--- SOURCE INFORMATION Enclosed Below ---

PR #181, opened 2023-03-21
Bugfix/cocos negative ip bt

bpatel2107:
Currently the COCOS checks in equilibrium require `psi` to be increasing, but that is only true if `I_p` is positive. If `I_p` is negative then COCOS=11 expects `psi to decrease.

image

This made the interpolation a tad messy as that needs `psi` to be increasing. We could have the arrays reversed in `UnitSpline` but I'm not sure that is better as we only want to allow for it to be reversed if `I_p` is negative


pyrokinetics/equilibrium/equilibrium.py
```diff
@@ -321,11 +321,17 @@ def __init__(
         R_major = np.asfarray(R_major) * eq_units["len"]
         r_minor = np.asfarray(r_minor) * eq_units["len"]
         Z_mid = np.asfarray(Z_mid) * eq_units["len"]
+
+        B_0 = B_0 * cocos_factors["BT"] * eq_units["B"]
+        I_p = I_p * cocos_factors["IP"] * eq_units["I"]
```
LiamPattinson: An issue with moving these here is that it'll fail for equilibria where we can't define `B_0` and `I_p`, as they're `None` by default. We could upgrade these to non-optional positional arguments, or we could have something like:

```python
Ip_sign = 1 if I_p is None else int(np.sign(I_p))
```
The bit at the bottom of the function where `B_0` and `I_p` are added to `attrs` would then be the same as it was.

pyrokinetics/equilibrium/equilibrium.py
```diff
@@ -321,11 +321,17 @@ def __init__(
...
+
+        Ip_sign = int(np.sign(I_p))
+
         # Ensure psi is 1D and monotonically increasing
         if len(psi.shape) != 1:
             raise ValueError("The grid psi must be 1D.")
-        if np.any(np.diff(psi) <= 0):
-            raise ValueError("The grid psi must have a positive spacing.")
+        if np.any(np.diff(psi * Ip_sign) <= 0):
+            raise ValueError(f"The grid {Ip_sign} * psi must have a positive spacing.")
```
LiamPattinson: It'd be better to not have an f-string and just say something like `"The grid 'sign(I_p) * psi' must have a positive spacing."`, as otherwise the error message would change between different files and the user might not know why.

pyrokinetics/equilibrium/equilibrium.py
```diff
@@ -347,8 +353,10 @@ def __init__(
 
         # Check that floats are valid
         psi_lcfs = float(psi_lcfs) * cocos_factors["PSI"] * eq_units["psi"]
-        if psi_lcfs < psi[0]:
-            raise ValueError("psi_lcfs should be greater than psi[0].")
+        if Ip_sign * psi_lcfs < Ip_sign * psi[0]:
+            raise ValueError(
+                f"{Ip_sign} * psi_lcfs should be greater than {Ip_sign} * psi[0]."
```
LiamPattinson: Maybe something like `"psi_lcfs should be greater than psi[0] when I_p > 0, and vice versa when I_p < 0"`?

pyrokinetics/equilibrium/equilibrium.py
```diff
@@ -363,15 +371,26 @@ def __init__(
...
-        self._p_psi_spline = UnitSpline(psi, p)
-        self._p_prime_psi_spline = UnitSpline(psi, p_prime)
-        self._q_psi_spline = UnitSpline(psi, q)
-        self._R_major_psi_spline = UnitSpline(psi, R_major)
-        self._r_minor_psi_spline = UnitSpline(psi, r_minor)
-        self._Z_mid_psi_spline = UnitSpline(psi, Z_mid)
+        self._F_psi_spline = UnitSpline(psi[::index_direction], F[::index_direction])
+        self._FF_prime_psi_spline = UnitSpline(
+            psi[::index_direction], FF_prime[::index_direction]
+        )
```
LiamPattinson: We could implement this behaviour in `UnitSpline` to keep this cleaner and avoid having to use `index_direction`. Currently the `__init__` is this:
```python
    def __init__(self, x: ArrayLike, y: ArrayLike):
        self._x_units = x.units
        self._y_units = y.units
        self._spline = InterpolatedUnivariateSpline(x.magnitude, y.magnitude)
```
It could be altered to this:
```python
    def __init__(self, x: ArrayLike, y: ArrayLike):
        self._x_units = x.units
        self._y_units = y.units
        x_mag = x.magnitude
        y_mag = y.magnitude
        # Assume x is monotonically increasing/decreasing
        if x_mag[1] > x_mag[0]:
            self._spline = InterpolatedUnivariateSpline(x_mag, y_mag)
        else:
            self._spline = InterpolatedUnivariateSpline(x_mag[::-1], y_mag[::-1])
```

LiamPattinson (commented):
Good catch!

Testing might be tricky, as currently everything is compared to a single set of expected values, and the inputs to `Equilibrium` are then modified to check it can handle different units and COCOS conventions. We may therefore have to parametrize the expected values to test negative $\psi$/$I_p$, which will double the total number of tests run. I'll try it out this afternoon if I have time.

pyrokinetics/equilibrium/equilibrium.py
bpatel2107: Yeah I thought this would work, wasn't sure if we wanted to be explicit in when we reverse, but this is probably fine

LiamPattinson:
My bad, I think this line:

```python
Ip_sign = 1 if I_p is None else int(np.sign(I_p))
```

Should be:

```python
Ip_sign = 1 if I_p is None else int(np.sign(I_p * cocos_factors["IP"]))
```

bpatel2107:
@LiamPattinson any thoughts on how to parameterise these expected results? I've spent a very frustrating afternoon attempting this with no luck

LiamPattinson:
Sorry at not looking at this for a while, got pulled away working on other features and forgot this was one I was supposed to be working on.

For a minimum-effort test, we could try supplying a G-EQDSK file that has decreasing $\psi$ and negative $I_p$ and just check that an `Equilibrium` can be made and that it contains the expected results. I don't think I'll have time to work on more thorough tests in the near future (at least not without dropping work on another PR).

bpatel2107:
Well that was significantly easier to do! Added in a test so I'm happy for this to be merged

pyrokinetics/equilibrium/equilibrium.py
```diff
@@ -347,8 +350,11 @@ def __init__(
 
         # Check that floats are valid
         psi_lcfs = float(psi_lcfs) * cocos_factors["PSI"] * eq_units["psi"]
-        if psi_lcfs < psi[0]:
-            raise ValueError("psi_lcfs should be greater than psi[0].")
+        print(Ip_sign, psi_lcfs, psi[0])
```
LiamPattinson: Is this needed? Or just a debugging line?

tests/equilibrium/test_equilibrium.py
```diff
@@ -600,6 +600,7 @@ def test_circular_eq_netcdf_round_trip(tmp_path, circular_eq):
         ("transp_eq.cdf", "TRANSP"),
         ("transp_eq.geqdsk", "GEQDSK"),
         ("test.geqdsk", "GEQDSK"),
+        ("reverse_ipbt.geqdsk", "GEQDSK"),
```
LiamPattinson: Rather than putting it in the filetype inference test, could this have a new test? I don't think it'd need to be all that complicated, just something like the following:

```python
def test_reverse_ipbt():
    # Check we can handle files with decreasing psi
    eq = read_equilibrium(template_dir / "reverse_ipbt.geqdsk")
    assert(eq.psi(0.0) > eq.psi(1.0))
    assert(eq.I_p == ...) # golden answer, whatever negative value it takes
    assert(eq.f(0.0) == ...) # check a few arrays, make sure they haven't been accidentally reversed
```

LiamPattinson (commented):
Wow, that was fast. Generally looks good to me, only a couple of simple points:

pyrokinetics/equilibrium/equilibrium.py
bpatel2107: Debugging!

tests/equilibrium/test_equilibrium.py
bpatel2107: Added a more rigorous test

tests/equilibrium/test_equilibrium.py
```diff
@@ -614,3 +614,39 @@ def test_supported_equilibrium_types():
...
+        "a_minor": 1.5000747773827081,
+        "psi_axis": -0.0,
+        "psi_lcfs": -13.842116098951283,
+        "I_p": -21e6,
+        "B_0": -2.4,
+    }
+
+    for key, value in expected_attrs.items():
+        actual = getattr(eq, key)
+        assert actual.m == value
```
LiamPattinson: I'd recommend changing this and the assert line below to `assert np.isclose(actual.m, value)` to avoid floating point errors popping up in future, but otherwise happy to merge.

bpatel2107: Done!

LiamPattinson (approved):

--- End of Enclosed SOURCE INFORMATION ---

Go through the records above and, whenever a line includes the word "happy", copy it.

Well that was significantly easier to do! Added in a test so I'm happy for this to be merged
LiamPattinson: I'd recommend changing this and the assert line below to `assert np.isclose(actual.m, value)` to avoid floating point errors popping up in future, but otherwise happy to merge.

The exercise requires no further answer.